The CRITT TPR-DB 3.0

version 3.0

This is the documentation site for the CRITT TPR-DB version 3.0.

The Center for Research and Innovation in Translation and Translation Technology (CRITT) is the creator and maintainer of the Translation Process Research Database (TPR-DB), which is now in its 3rd major version (3.0).

What is the TPR-DB?

The Translation Process Research Database (TPR-DB) is a tool for organizing and processing key-logging and gaze-fixation data so that it can be easily analyzed in powerful and flexible ways.

Yeah, but what is it?

The TPR-DB has three concrete resources that help you analyze your translation process data:

  • The TPR-DB web app to upload and process your data 🤖
  • Utility libraries (Python and R) to help you analyze the data 🤓
  • Documentation (you’re looking at it 😉) to help you along the way
TPR-DB 3.0 Diagram TPR-DB 3.0 Diagram
CRITT TPR-DB Flowchart

TPR-DB Workflow

The Goal

starting point = gather data

end goal = analyze data

  1. Gather key-logging data with Translog-II or Trados Qualitivity and/or gaze data with an eye tracker
  2. Upload the raw data to the TPR-DB
    1. The TPR-DB will automatically process the raw data:
      1. Segment the texts
      2. Tokenize the texts
      3. PoS tag the tokens and parse syntactic dependencies
      4. Align source and target segments
      5. (optional) Automatically align source and target words
      6. Map keystrokes to words
      7. Map fixations to words
    2. The end result of this process are SessionProps XML files
  3. Manually align words and annotate alignment groups
  4. The TPR-DB will automatically extract features to create TPR-DB data tables
  5. Use the features in the tables to visualize and analyze your data 🤓

History

The CRITT TPR-DB project started around 2010 with the data from a number of translation process studies that were recorded in Translog1 and integrated into a database under a common format. The TPR-DB was first a part of the Danish Dependency Treebanks Project at the Copenhagen Business School2 and then became a project on its own. Right from the beginning the idea was not only to provide a data repository for translation process research, but also to provide a toolkit for analyzing and visualizing the data. The TPR-DB toolkit started out with a number of functions in R to access and analyse the TPR-DB data, and subsequently developed into a browser-based toolkit with a Jupyter interface and a Python library.

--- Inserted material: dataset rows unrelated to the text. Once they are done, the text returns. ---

PR #2931, opened 2019-07-05
Add par functions for UnorderedTraverse.

takayahilton:
Added `parUnordered`.


mberndt123:
@LukaJCB,

Hey, I just implemented the same thing. Unfortunately I only noticed this PR after submitting my PR #2946. However my PR also includes parUnorderedFlatTraverse and parUnorderedFlatSequence, so if you think we need those, you can merge my PR instead. If you feel they're not needed, you can just close my PR.

kailuowang:
close since #2946 is merged.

The first public documentation of the CRITT TPR-DB 1.0 appeared in 2012 (Carl 2012), when Translog-II was amended to record non-European languages (Chinese, Hindi, Japanese, among others). Adding a web-interface and further toolkit functionalities resulted in the TPR-DB 2.0 some of which is documented in a Springer volume, New Directions in Empirical Translation Process Research (Carl et al. 2015). Another Springer volume appeared in 2021, Explorations in Empirical Translation Process Research (Carl 2021), when the TPR-DB was based at Kent State University.

In 2026, the TPR-DB processing chain was migrated from Perl to Python and was given a new user interface.